> **Assigned task**
Your answer is the lines below, exactly, from the one that contains "Issue #6413, opened 2016-01-18" through the one that contains "shot 2016-01-21 at", both included.
Start of Task material
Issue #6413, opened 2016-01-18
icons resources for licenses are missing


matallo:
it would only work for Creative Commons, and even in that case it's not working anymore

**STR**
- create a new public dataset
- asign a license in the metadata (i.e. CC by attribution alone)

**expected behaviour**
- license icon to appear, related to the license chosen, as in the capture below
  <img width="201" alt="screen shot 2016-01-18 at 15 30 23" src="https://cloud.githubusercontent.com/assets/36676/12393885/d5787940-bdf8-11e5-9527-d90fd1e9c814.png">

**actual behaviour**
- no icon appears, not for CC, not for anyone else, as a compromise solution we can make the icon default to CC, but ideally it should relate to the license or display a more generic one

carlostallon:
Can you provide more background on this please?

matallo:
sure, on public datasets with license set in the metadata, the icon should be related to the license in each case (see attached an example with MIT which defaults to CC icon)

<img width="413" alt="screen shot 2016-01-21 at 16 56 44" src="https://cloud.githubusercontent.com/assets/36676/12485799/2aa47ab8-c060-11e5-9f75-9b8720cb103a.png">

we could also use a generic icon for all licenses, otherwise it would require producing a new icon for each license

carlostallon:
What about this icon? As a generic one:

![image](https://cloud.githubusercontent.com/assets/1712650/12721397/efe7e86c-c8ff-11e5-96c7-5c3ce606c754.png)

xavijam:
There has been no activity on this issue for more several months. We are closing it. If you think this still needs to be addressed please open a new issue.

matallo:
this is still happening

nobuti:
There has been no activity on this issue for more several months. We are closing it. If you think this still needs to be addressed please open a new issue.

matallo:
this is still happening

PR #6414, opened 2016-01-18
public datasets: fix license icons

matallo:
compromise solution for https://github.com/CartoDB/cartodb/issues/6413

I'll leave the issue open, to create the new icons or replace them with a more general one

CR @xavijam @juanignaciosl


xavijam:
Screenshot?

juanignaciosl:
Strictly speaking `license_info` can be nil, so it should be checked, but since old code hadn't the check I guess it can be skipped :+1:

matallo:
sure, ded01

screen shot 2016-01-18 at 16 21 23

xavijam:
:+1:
End of Task material
Start of Task material
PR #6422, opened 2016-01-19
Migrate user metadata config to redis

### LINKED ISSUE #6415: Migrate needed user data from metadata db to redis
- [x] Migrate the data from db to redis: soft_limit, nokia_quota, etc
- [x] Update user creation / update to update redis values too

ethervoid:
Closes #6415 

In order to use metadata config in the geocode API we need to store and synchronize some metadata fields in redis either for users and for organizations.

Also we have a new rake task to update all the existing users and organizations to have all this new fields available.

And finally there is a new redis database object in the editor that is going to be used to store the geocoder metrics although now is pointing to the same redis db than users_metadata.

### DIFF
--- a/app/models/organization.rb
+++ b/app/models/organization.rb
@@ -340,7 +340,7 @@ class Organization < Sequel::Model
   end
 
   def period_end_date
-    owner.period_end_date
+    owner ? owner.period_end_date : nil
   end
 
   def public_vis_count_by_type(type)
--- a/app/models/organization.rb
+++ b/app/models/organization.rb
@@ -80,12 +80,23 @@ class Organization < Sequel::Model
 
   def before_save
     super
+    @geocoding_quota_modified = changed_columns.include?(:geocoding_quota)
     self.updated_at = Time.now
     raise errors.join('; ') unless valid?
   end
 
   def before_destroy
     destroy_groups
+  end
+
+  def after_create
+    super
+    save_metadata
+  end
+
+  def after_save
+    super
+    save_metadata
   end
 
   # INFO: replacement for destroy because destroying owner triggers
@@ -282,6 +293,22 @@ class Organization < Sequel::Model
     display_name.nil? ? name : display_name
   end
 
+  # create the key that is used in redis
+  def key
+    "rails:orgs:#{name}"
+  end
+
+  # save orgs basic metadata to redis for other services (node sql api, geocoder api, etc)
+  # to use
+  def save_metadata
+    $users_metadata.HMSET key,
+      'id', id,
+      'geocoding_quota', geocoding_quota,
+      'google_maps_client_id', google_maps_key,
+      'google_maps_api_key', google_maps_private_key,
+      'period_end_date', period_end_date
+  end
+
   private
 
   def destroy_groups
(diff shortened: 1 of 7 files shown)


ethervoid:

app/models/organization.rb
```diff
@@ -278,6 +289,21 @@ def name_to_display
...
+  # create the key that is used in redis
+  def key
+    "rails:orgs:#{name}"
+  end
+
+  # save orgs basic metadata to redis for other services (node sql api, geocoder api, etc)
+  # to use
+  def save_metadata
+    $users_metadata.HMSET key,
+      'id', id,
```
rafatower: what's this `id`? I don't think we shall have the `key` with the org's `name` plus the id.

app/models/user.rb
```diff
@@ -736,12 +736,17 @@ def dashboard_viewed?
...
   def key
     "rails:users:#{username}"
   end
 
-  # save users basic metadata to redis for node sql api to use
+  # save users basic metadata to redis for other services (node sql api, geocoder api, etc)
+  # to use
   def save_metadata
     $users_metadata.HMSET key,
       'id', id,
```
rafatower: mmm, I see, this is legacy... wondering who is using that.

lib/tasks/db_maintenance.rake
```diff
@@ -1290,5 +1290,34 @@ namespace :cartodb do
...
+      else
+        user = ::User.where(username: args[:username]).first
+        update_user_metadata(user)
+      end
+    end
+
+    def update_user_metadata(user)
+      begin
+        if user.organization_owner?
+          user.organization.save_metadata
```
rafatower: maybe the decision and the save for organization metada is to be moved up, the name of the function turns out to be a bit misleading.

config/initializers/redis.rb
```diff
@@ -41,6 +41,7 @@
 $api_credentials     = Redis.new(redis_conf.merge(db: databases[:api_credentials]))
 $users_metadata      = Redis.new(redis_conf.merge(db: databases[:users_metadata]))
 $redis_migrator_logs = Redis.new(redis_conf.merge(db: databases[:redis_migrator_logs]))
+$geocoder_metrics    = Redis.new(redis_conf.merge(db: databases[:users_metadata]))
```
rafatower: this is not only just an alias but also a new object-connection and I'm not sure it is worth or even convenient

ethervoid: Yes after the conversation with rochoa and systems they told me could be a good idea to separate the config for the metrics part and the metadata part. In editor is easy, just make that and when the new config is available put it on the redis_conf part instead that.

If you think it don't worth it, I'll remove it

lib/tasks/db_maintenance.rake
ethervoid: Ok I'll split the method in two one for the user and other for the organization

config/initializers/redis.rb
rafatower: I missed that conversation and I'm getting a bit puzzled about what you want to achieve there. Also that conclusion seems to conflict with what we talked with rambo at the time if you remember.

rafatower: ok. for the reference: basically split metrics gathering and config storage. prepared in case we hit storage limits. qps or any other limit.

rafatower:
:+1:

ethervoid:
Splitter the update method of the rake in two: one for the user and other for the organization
End of Task material
Start of Task material
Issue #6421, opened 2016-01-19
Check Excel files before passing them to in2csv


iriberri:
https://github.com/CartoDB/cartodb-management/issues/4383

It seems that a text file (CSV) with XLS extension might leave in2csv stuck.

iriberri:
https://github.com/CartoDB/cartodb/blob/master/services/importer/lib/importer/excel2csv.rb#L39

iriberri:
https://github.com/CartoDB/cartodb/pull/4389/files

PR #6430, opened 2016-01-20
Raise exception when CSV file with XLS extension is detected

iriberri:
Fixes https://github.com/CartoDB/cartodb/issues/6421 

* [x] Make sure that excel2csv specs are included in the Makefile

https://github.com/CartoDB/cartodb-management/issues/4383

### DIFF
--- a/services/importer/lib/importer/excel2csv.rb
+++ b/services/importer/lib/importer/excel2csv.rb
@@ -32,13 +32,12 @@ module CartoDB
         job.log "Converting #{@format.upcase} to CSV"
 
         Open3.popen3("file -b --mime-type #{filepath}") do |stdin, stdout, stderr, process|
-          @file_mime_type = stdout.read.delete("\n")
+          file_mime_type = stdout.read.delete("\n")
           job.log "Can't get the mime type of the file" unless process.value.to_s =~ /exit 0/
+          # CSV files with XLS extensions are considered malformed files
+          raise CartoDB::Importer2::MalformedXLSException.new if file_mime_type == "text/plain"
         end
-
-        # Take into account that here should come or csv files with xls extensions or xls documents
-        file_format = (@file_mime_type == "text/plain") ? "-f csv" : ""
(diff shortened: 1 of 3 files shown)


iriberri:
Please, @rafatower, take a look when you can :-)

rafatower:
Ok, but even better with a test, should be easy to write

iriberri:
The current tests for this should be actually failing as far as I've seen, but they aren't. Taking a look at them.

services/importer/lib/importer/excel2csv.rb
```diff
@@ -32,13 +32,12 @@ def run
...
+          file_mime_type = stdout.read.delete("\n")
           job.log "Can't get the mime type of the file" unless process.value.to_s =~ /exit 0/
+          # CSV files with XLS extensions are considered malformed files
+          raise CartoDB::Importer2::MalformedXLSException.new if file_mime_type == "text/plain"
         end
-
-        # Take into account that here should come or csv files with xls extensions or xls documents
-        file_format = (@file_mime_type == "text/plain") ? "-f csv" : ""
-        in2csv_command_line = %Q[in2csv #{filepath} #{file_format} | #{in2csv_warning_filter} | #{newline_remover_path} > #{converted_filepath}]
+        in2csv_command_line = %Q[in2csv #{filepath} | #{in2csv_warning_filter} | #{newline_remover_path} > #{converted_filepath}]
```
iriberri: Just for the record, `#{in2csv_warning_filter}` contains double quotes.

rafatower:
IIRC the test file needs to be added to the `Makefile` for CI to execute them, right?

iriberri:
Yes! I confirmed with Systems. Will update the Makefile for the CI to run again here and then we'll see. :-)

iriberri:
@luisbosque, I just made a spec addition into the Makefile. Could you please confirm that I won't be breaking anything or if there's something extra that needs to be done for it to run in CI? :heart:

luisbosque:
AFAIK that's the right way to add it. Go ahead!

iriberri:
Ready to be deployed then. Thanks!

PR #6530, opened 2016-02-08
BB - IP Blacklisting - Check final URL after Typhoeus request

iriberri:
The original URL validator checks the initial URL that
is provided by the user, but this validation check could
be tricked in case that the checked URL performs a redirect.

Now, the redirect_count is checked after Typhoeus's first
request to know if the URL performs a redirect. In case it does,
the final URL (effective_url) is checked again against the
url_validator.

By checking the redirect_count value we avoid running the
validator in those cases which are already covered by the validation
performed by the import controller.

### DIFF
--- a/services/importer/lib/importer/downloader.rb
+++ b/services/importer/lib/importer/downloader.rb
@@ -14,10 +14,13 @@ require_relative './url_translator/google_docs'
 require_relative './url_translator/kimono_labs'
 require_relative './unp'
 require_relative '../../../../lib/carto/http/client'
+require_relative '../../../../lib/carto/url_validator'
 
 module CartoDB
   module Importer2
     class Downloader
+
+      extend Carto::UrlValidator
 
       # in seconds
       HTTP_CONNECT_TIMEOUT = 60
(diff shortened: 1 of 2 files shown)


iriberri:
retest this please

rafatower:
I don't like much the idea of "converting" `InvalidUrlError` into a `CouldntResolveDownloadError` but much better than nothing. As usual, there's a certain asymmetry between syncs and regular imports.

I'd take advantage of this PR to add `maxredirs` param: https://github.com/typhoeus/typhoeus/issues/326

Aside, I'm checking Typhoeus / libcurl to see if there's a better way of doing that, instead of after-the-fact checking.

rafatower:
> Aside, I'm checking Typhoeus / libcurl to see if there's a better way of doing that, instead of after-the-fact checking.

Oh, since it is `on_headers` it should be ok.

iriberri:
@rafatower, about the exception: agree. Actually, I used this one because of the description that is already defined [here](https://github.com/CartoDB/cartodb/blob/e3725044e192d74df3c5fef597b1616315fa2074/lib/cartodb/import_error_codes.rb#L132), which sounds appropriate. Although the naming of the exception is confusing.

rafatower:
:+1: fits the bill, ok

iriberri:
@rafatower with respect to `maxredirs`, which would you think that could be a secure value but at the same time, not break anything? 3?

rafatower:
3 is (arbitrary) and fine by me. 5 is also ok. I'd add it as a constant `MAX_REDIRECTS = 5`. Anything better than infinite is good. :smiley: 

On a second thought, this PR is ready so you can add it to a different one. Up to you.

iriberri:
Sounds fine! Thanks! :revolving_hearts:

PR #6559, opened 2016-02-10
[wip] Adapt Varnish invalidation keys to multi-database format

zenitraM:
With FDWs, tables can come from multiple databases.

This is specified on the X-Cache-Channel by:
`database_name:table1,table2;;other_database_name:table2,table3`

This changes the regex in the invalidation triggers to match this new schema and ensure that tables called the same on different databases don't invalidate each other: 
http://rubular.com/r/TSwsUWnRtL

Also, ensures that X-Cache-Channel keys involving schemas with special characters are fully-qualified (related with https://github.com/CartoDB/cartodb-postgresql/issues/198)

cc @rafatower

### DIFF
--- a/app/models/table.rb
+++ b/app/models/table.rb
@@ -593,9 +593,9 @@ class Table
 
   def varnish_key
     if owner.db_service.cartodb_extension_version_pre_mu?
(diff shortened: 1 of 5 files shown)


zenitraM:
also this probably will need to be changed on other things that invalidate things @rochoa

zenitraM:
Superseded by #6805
End of Task material
> **Answer below**
Issue #6413, opened 2016-01-18
icons resources for licenses are missing


matallo:
it would only work for Creative Commons, and even in that case it's not working anymore

**STR**
- create a new public dataset
- asign a license in the metadata (i.e. CC by attribution alone)

**expected behaviour**
- license icon to appear, related to the license chosen, as in the capture below
  <img width="201" alt="screen shot 2016-01-18 at 15 30 23" src="https://cloud.githubusercontent.com/assets/36676/12393885/d5787940-bdf8-11e5-9527-d90fd1e9c814.png">

**actual behaviour**
- no icon appears, not for CC, not for anyone else, as a compromise solution we can make the icon default to CC, but ideally it should relate to the license or display a more generic one

carlostallon:
Can you provide more background on this please?

matallo:
sure, on public datasets with license set in the metadata, the icon should be related to the license in each case (see attached an example with MIT which defaults to CC icon)

<img width="413" alt="screen shot 2016-01-21 at 16 56 44" src="https://cloud.githubusercontent.com/assets/36676/12485799/2aa47ab8-c060-11e5-9f75-9b8720cb103a.png">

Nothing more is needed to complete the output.